◆ **PROBLEM STATEMENT**: Transcribe the data below verbatim from the line with "PR #588, opened 2024-11-11" to the line with "Stairs on top". Include both of those lines.

═══ TASK DATA

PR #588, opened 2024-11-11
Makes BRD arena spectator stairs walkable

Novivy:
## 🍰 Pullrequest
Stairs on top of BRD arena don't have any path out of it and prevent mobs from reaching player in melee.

══════
═══ TASK DATA

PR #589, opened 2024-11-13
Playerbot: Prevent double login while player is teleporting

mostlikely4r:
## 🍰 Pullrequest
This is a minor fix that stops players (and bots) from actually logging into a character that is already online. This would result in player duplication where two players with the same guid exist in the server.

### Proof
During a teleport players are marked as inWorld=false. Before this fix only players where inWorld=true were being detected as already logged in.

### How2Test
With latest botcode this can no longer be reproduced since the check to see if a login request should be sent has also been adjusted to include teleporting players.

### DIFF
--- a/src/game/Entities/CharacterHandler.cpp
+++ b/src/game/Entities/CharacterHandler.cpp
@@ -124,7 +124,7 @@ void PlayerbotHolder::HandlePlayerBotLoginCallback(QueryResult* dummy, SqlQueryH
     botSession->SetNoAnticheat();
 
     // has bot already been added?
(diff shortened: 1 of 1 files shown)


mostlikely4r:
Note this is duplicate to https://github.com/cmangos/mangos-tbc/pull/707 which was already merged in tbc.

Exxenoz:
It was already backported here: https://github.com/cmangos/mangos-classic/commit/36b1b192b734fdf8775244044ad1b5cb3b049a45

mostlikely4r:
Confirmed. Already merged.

══════

◆ **WRITTEN RESPONSE**:
PR #588, opened 2024-11-11
Makes BRD arena spectator stairs walkable

Novivy:
## 🍰 Pullrequest
Stairs on top of BRD arena don't have any path out of it and prevent mobs from reaching player in melee.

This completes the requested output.